Víuvo, Daniel Blake é interpretado com uma naturalidade impressionante pelo pouco conhecido Dave Johns. É interessante notar, por exemplo, como os olhos do ator são fundamentais para descobrir o que o personagem está sentindo, como na cena em que ele é avaliado por uma médica, revelando uma contida felicidade por alguém estar cuidando dele, e em outra quando ele olha para a filha de Katie falando no telefone com uma parente e também esboça um leve e saudoso sorriso. Quase sempre utilizando as mesmas roupas, o humilde personagem comove pela sua determinação em não desistir mesmo diante de inacreditáveis empecilhos do sistema, e diverte ao tentar se adaptar de forma bem humorada a um novo mundo de formulários online, CVs e selfies. E o plano em que Blake encontra-se parado diante de uma exuberante joalheria, bem ao lado de um pôster de uma modelo, após mais uma malsucedida tentativa de ajuda do banco, escancara o frustrante isolamento do personagem em níveis sociais, econômicos e tecnológicos.

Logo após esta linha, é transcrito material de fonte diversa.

PR #97, opened 2021-02-10
Add priority class to helm charts

yannick-roeder:


charts/producer-app-cleanup-job/templates/job.yaml
```diff
@@ -35,6 +35,9 @@ spec:
       {{- if .Values.tolerations }}
       tolerations:
 {{ toYaml .Values.tolerations | indent 8 }}
+      {{- end }}
+      {{- if .Values.priorityClassName }}
```
philipp94831: Not needed for clean up jobs

philipp94831 (approved):

charts/producer-app-cleanup-job/templates/job.yaml
yannick-roeder: I think you forgot to refresh

philipp94831: I did and the comment disappeared because the line disappeared, but magically it still got submitted^^

PR #98, opened 2021-02-12
Update Kafka to 2.7

philipp94831:


src/main/java/com/bakdata/kafka/KafkaStreamsApplication.java
```diff
@@ -171,10 +171,7 @@ protected String getInputTopic(final String role) {
      * @see KafkaStreams#setUncaughtExceptionHandler(UncaughtExceptionHandler)
      */
     protected UncaughtExceptionHandler getUncaughtExceptionHandler() {
-        return (t, e) -> {
-            log.debug("Closing resources because of uncaught exception");
-            this.closeResources();
-        };
+        return null;
```
philipp94831, line 174: This is now always called when StateListener is called and leads to two invocations of closeResources(). I changed it therefore back to how it was some time ago. What do you think?

torbsto: Do you know why it was needed before? I'd have expected that the state listener on-error callback is always called if there had been an uncaught exception?

torbsto: Generally, it might be cleaner to return a no-op handler instead of `null`? Just for backward compatibility

philipp94831: Null means nothing happens https://github.com/bakdata/streams-bootstrap/blob/master/src/main/java/com/bakdata/kafka/KafkaStreamsApplication.java#L108 (method should return Optional but I don't want to change the API). Don't know why it wasn't called before. I have the feeling this changes with every Kafka release...

torbsto (approved):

Sem cair na armadilha de forçar emoções fáceis por meio da relação entre o experiente Daniel Blake e as carismáticas crianças do filme, o roteiro de Paul Laverty é eficiente em desenvolver sem pressa a história sobre o passado de protagonista, visto que apenas descobrimos sobre o que houve com sua família já com bastante tempo de filme. Da mesma forma, é interessante reparar em como o texto de Laverty e a atuação de Johns evitam ao máximo que o personagem perca o controle emocional mesmo passando por tantos problemas e dificuldades desnecessárias geradas pelo governo, e quando Daniel Blake, enfim, externa sua angústia após descobrir um triste acontecimento envolvendo Katie, a cena torna-se muito mais triste por estarmos vendo um aparente descontrole pela primeira vez.

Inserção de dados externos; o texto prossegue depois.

PR #104, opened 2021-05-06
Reset schema of internal topics when they are deleted 

torbsto:
Previously, a clean-up run reset the schema of internal topics only when `--delete-output` was set. The topics themselves however were deleted even without the flag.
With this PR, the flag is no longer required.

### DIFF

Sem usar qualquer tipo de trilha sonora para guiar as emoções do espectador (ouve-se apenas toques de telefone, barulhos de carros, conversas entre transeuntes), o diretor Ken Loach também não tenta tornar o filme melodramático e posiciona a câmera quase sempre longe dos eventos, utilizando poucos closes, como em um olhar subjetivo de alguém que também estivesse vivenciando os acontecimentos. E este alguém, certamente, poderia ser representado pelos que irão assistir ao filme, visto que ele funciona como uma dura crítica de como o governo, comandado por executivos engravatados atrás de mesas e formulários, pode arruinar a vida de quem não se encaixar como o mercado exige. Em tempos de polarizantes eleições e cada vez mais descrença nas figuras políticas, Eu, Daniel Blake é um sensível longe-metragem que pode aumentar ainda mais a angústia das pessoas diante do sistema.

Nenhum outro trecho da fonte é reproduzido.